Die Schwierigkeit dieses Unterfangens offenbart sich bereits in der Einleitung zum „Hochschulbericht 1993". Denn das Parade-Vorhaben der Regierung im Wissenschaftsbereich für diese Legislaturperiode, den Hochschulen eine moderne Or-gansiationsstruktur zu verleihen, konnte bisher noch nicht verwirklicht werden. Eine Gesetzesvorlage liegt zwar im Parlament, jedoch haben die Hochschulpolitiker der SPÖ sowie Standesvertreter der Universitäten bereits massive Änderungswünsche deponiert - obwohl dem vorliegenden Ministerialenentwurf eine mehrjährige Diskussionsphase („Grünes Papier", „Oranges Papier",...) und eingehende Verhandlungen der Koalitionsparteien vorausgegangen waren.

Im Hochschulbericht liest sich das so: „Man konnte nicht davon ausgehen, daß eine so tiefgreifende Reform in kurzer Zeit und im besten Einvernehmen aller Beteiligten erfolgen könnte. Dennoch war die Kompromißlosigkeit des Widerstandes überraschend, der den Reformvorschlägen des Ministeriums von vielen Seiten entgegengebracht wurde. Nicht immer hatte es den Anschein, daß sich die Diskussionspartner ernsthaft um einen für alle akzeptablen Kompromiß bemühten. Es war eine enttäuschende Erfahrung, daß viele Personen und Gruppen, die zuvor heftig auf Reformen gedrängt hatten, nach Veröffentlichung der Reformvorschläge dazu übergingen, den Status quo zu verteidigen. Insgesamt bestätigt sich die Erfahrung, die Hochschulpolitiker schon früher und in anderen Ländern gemacht haben, daß Universitäten zu jenen gesellschaftlichen Bereichen zählen, die Reformen einen besonders starken Widerstand entgegenbringen und die selbst dann, wenn ihre Angehörigen mehrheitlich unzufrieden sind, sich lieber mit Bestehendem abfinden als sich auf neue Herausforderungen einzulassen."
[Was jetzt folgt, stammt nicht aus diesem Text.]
PR #2593, opened 2016-04-25
CFE-2339 Don't accept old protocol by default.

pasinskim:
Stop accepting clients using non TLS connections by default.

Changelog: Clients connections using non TLS protocol are rejected
by default. (CFE-2339).


pasinskim:
trigger build!

kacf:
I believe this is green in Jenkins (there is some redness, but I believe it's related to other failures in masterfiles from this morning).

kacf:
Uhm, forget that actually, I was looking at the wrong one. It doesn't look like this ran at all. I will retry.

kacf:
trigger build

PR #2595, opened 2016-04-27
Fixed unportable tarball caused by too long filenames.

kacf:
And add a test to try to prevent this in the future before we get to
the packaging stage.


kacf:
@jimis

kacf:
FYI, I pushed this directly to 3.9 since I need to test if it helps the package build.

jimis:
Thanks for adding the test. But I think the right way to test would be the by expanding the `am__tar` macro and see if there are errors creating a tarball in all platforms.

Hmmm on a second thought, I don't know if this test is a good idea after all. First of all it doesn't test the full path because the patch is not prefixed with `cfengine-3.9.0b1/` for example. Secondly it's a bit on the heavy side for a unit test - I/O, CPU etc.

Maybe the right approach is to fix `make dist` to return an error if `am__tar` fails.

kacf:
You're right, I added this test before we knew what the real problem was. Ideally this should be handled even better. But it doesn't do any harm in having it, at least it provides an early warning, even if it's not full proof.

The performance I'm not so worried about, it ran very fast on my system, after all this test doesn't gzip, it only tars, which is 100% copy operation. For comparison, the masterfiles acceptance tests install a full copy of masterfiles in several tests, which is of comparable size.

PR #2597, opened 2016-04-27
CFE-2240: enable datatype() and is_datatype() functions

tzz:
As in https://tracker.mender.io/browse/CFE-2240

Requested by @nickanderson @tzz and others

Full acceptance test included.


tests/acceptance/01_vars/02_functions/datatype.cf.expected.json
```diff
@@ -0,0 +1,123 @@
...
+  "datatype[i]": "primitive int",
+  "datatype[il]": "list ilist",
+  "datatype[init.container[array]]": "data array",
+  "datatype[init.container[false]]": "data boolean",
+  "datatype[init.container[int]]": "data number",
+  "datatype[init.container[null]]": "data null",
+  "datatype[init.container[real]]": "data number",
+  "datatype[init.container[string]]": "data string",
+  "datatype[init.container[true]]": "data boolean",
+  "datatype[init.container]": "data object",
```
nickanderson: What type would the datatype for a classic array string be?

tzz: "primitive string" or "list slist" or whatever was used originally, because arrays are just a regular variable with brackets in the name.

tzz:
@jimis small PR, very useful for libraries that need to take several kinds of inputs. Right now you don't know in advance if you have a container or not.

tzz:
@jimis rebased, tests pass, ready for review

libpromises/evalfunction.c
```diff
@@ -4429,70 +4429,123 @@ static FnCallResult FnCallFold(EvalContext *ctx,
...
+    }
+
+    if (NULL == major || NULL == minor)
+    {
+        Log(LOG_LEVEL_VERBOSE, "%s: the data type of variable '%s' could not be found", fp->name, varname);
         return FnFailure();
     }
 
-    return FnReturnNoCopy(StringWriterClose(typestring));
+    if (check_mode)
```
jimis: This is not reusing any part of the function, so why nest it in here and not create a new one?

tests/acceptance/01_vars/02_functions/datatype.cf.expected.json
jimis: I'm not really convinced about this "major minor" breakdown of types, since it's purely artificial. The only type that really has subtypes is the container one, from a C point of view.

@nickanderson do you think this "major minor" return code makes sense?

Furthermore I see this function was pre-existing and was ifdef'd out. Do you guys know if there was an old version at some point, behaving differently?

tests/acceptance/01_vars/02_functions/datatype.cf
```diff
@@ -0,0 +1,73 @@
...
+{
+  vars:
+      "s" string => "foo";
+      "i" int => "200";
+      "r" real => "300.0";
+
+      "sl" slist => { "a" };
+      "il" ilist => { "1" };
+      "rl" rlist => { "1.0" };
+
```
nickanderson: Shouldn't we have classic arrays represented here as well?

nickanderson:
@jimis I agree that these functions would be useful for framework and library maintainers. They are useful when you want to validate the data you are operating on. Currently we don't really have a way to do that within the policy language itself beyond regular expression comparison but that is limited to a data element, and can't help you to know if it was a string, list or data container.

The breakdown of major/minor does seem a bit odd, however I think it does make some sense given how classic arrays are handled.

nickanderson:
@jimis I think that these functions may have been used internally at one point. Perhaps that's why they were ifdefed.

libpromises/evalfunction.c
tzz: I thought it was cleaner.

tests/acceptance/01_vars/02_functions/datatype.cf
tzz: grrrr :)

tzz:
Comments:

* major vs. minor distinction: I think it's useful to policy writers and leaves the door open for future changes. This is a tricky one, but I think I've done it correctly to accommodate past and future data types.
* commented out: we agreed to leave it out of 3.6 IIRC because there wasn't a strong use case. Now there is (discussions on mailing list and IRC), so this is just resurrecting code from a few years ago without changing it significantly.

jimis:
OK lets move this forward then.

@tzz please take care of the stylistic issues pointed earlier on. I would also suggest to keep the "major minor" distinction only for what there is truly a distinction, currently only `data`. This will leave the subtype available for JSON data and possible future types. What I mean is that for traditional types, only one word should be output:

```
ilist
rlist
slist
int
real
string
```

etc. Only when something is of type `CF_DATA_TYPE_CONTAINER` should it display `data` as 1st word and something additional as a subtype.

This is simpler to implement, and is not lying about the hierarchy of types internally.

tzz:
@jimis my original proposal was cleaner because **everything** had a major and a minor data type. You could ask about lists without caring if they were ilists, slists, or rlists. You can find out if something is a primitive without caring about the specific data type.

I've pushed a rebased version with no minor types for primitives and lists, but I think it's less useful. Please reconsider.

tzz:
ping... happy birthday to this PR!

jimis:
Sorry @tzz, this got neglected together with the complex pull requests. But this not a complex change, so it can still make it in if you want, the code is good.

tzz:
@jimis feel free to grab the branch and bring it in, any changes you or others want are OK with me. I just don't have the cycles to work on it, unfortunately.

jimis:
Sorry no spare cycles for this one, if anyone wants to reopen it (maybe @nickanderson) I'm fine to move it forward.

PR #2598, opened 2016-04-28
Revert removed tests for both classing and TLS protocol.

pasinskim:
After removing "protocol_version" all the tests were run with
classic protocol only. This is bringing back testing using both
classic and TLS protocols.


pasinskim:
trigger build!

pasinskim:
trigger build

jimis:
build is green

PR #3933, opened 2019-11-07
Fixed failure to build when source and build locations differ

tdlee:
The CFEngine code used to get this right, but a couple of issues have crept in
at some point.

Although most people build in the same directory-tree location as the source,
GNU autotools offers the ability for these locations to differ.
This is particularly useful when wanting to develop and test parallel builds
from a shared source location, for instance using different platforms and/or
different "--with-foo" options.

A typical use would be the following parallel builds:

    mkdir -p build/platform_1; cd build/platform_1; ../../autogen.sh
    mkdir -p build/platform_2; cd build/platform_2; ../../autogen.sh
    mkdir -p build/platform_3; cd build/platform_3; ../../autogen.sh

Subsequent development in the source can then be immediately tested
on those three platforms, in parallel, and with the previous cached 'make'
results within each still valid.  This is much, much faster!

This fix restores this capability.

There is one residual exception, outside CFEngine, but still easily fixable.
In the git submodule "libntech", file "libntech/tests/unit/csv_parser_test.c"
needs to use the "TESTDATADIR" macro in two places in a way very similar
to the nearby "json_test.c".  (I'm not quite sure how to submit that
particular fix as a pull-request, but can easily provide a 'diff' on request.)

### DIFF
--- a/Makefile.am
+++ b/Makefile.am
@@ -140,9 +140,9 @@ coverage: clean-coverage run-coverage collect-coverage
 BUILT_SOURCES = \
 	$(srcdir)/libpromises/enterprise_extension.c \
 	$(srcdir)/libpromises/enterprise_extension.h
-libpromises/enterprise_extension.c: libpromises/extensions_template.c.pre libpromises/enterprise_extension.sed
+$(srcdir)/libpromises/enterprise_extension.c: libpromises/extensions_template.c.pre libpromises/enterprise_extension.sed
 	$(V_SED) $(SED) -f $(srcdir)/libpromises/enterprise_extension.sed $< > $@
-libpromises/enterprise_extension.h: libpromises/extensions_template.h.pre libpromises/enterprise_extension.sed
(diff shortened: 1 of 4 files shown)


tdlee:
Note that the file changes can be done independently; this doesn't need to be an "atomic" commit.  If you wish to split them,"autogen.sh" should be done first, then "Makefile.am" then the others.  Finally the additional "libntech" item mentioned in the final paragraph above (which comes into play only at the "make check" stage).

olehermanse:
@cf-bottom please test this in Jenkins.

cf-bottom:
Alright, I triggered a build:

[Build Status](https://ci.cfengine.com//job/pr-pipeline/4739/)

**Jenkins:** https://ci.cfengine.com/job/pr-pipeline/4739/

**Packages:** http://buildcache.cfengine.com/packages/testing-pr/jenkins-pr-pipeline-4739/

olehermanse:
Debain 9 failure unrelated.

PR #3934, opened 2019-11-08
Only use AI_NUMERICHOST for what looks like an IPv4 address

vpodzime:
Using AI_NUMERICHOST for getaddrinfo() is an optimization that
allows us to avoid potential long DNS queries when doing bind()
in cf-server. However, it cannot be used if the bind address is a
host name and not an IP address.

This change makes it being used only in cases where the bind
address looks like an IPv4 address. If it doesn't, getaddrinfo()
will take care of resolving things. Please note that this flag is
just a hint for getaddrinfo(), not using it never changes the
results (using it potentiall does).

Ticket: CFE-3190
Changelog: Allow using hostname in bindtoaddress

### DIFF
--- a/libcfnet/server_code.c
+++ b/libcfnet/server_code.c
@@ -7,6 +7,7 @@
 #include <systype.h>                    // CLASSTEXT
 #include <signals.h>                    // GetSignalPipe
 #include <cleanup.h>                    // DoCleanupAndExit
+#include <ctype.h>                      // isdigit
 
 /* Wait up to a minute for an in-coming connection.
  *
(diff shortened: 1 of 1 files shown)


vpodzime:

cf-bottom:
Sure, I triggered a build:

[Build Status](https://ci.cfengine.com//job/pr-pipeline/4076/)

(with exotics)

**Jenkins:** https://ci.cfengine.com/job/pr-pipeline/4076/

**Packages:** http://buildcache.cfengine.com/packages/testing-pr/jenkins-pr-pipeline-4076/

libcfnet/server_code.c
```diff
@@ -7,6 +7,7 @@
 #include <systype.h>                    // CLASSTEXT
 #include <signals.h>                    // GetSignalPipe
 #include <cleanup.h>                    // DoCleanupAndExit
+#include <ctype.h>
```
olehermanse: Nitpick, but I think it's useful to add the comments for why you added the include, similar to lines above.

PR #3958, opened 2019-11-28
Mitigate race condition in the promiser_match_is_correct.cf test

vpodzime:
We spawn an agent process in a shell and then immediately check
that it is running. If it takes a bit to start (easy to happen on
a heavy-loaded machine running tests) the process is not
found. Let's give it a second to start before we try extracting
information about it.


vpodzime:
This requires a number of runs in Jenkins to see if it actually helps with the randomly failing test.

PR #3971, opened 2019-12-10
Debugging basename() SEGFAULT on Solaris 11

vpodzime:


olehermanse:
Thanks for adding the prints, helped me fix the issue;

https://github.com/cfengine/core/pull/3978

Unbestritten ist nach wie vor das Ziel der Reform: Nämlich den Universitäten mehr organisatorischen Freiraum (Stichwort „Autonomie")

zu geben und den geänderten Verhältnissen, also den explodierenden Hörer-Zahlen anzupassen. Uneinigkeit besteht aber über das Wie: Vor allem der „Mittelbau" an den Hochschulen klagt über eine Beschränkung der Mitbestimmungsrechte, gleichzeitig wird dem Ministerium aber vorgeworfen, sich aus der politischen Verantwortung zu entfernen.

Busek selbst rechnet damit, daß das neue Univer-sitäts-Organsiationsgesetz (UOG) jedenfalls noch zeitgerecht in dieser Legislaturperiode beschlossen wird - und im nächsten Studienjahr bereits an drei Universitätsstandorten erprobt wird. Im Gespräch sind die Linzer Uni, die Wiener BOKU und die Montanuniversität Leoben.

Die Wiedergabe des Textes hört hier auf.